| MATERIAL SUPPLIED |
%%
PR #3613, opened 2025-11-10
Add `spacetime_worker_reducer_returned_errors_total` metric

### LINKED ISSUE #3507: Add error rate + panic rate metrics to prometheus
We want to be able to track the rate of errors and panics per minute coming from a module.

Needs:
- database name
- reducer name/procedure name

drogus:
# Description of Changes

Currently, we have a metric for reducer panics called `spacetime_worker_wasm_instance_errors_total`. This commit adds a metric for tracking errors returned from the module, like for example an Err result in Rust, or throwing a SenderError in TypeScript

This will be needed for the web database overview dashboard, but it should be useful for tracking sender errors in general.

1

# Testing

- [x] I've tested the change locally verifying the counter increments when an instance returns an error


crates/core/src/worker_metrics/mod.rs
```diff
@@ -246,6 +246,11 @@ metrics_group!(
         #[labels(caller_identity: Identity, module_hash: Hash, caller_connection_id: ConnectionId, reducer_symbol: str)]
         pub wasm_instance_errors: IntCounterVec,
 
+        #[name = spacetime_worker_wasm_instance_sender_errors_total]
```
cloutiertyler: please rename to `spacetime_worker_sender_errors_total`

crates/core/src/worker_metrics/mod.rs
```diff
@@ -246,6 +246,11 @@ metrics_group!(
...
+        #[help = "The number of sender errors returned from reducers."]
+        #[labels(database_identity: Identity, module_hash: Hash, reducer_symbol: str)]
+        pub wasm_instance_sender_errors: IntCounterVec,
```
cloutiertyler: Please rename to `sender_errors`

cloutiertyler (changes requested):
Just think we should change/simplify the naming to not reference wasm

drogus:
> Just think we should change/simplify the naming to not reference wasm

Yeah, that makes sense. I wanted to go with the current convention, but we'll eventually probably rename it, too

cloutiertyler (approved):

PR #3614, opened 2025-11-10
Change `spacetime_worker_wasm_instance_errors_total` metric's labels

### LINKED ISSUE #3507: Add error rate + panic rate metrics to prometheus

drogus:
# Description of Changes

There are two purposes for introducing the changes in this commit:

1. Decrease the cardinality of the metric, as the caller id and connection id cwould result in way too combiations
2. Add a database_identity label, which is much more useful for the metric

I'm honestly not sure if metrics labels change is an API breaking change, I suppose not? For what it's worth, I don't think that anyone was relying on the labels I've removed.

1

# Testing

- [x] I've tested the change locally


cloutiertyler (approved):
I think this makes a lot of sense.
%%
Retype all of the material above with every character intact.

PR #3613, opened 2025-11-10
Add `spacetime_worker_reducer_returned_errors_total` metric

### LINKED ISSUE #3507: Add error rate + panic rate metrics to prometheus
We want to be able to track the rate of errors and panics per minute coming from a module.

Needs:
- database name
- reducer name/procedure name

drogus:
# Description of Changes

Currently, we have a metric for reducer panics called `spacetime_worker_wasm_instance_errors_total`. This commit adds a metric for tracking errors returned from the module, like for example an Err result in Rust, or throwing a SenderError in TypeScript

This will be needed for the web database overview dashboard, but it should be useful for tracking sender errors in general.

1

# Testing

- [x] I've tested the change locally verifying the counter increments when an instance returns an error


crates/core/src/worker_metrics/mod.rs
```diff
@@ -246,6 +246,11 @@ metrics_group!(
         #[labels(caller_identity: Identity, module_hash: Hash, caller_connection_id: ConnectionId, reducer_symbol: str)]
         pub wasm_instance_errors: IntCounterVec,
 
+        #[name = spacetime_worker_wasm_instance_sender_errors_total]
```
cloutiertyler: please rename to `spacetime_worker_sender_errors_total`

crates/core/src/worker_metrics/mod.rs
```diff
@@ -246,6 +246,11 @@ metrics_group!(
...
+        #[help = "The number of sender errors returned from reducers."]
+        #[labels(database_identity: Identity, module_hash: Hash, reducer_symbol: str)]
+        pub wasm_instance_sender_errors: IntCounterVec,
```
cloutiertyler: Please rename to `sender_errors`

cloutiertyler (changes requested):
Just think we should change/simplify the naming to not reference wasm

drogus:
> Just think we should change/simplify the naming to not reference wasm

Yeah, that makes sense. I wanted to go with the current convention, but we'll eventually probably rename it, too

cloutiertyler (approved):

PR #3614, opened 2025-11-10
Change `spacetime_worker_wasm_instance_errors_total` metric's labels

### LINKED ISSUE #3507: Add error rate + panic rate metrics to prometheus

drogus:
# Description of Changes

There are two purposes for introducing the changes in this commit:

1. Decrease the cardinality of the metric, as the caller id and connection id cwould result in way too combiations
2. Add a database_identity label, which is much more useful for the metric

I'm honestly not sure if metrics labels change is an API breaking change, I suppose not? For what it's worth, I don't think that anyone was relying on the labels I've removed.

1

# Testing

- [x] I've tested the change locally


cloutiertyler (approved):
I think this makes a lot of sense.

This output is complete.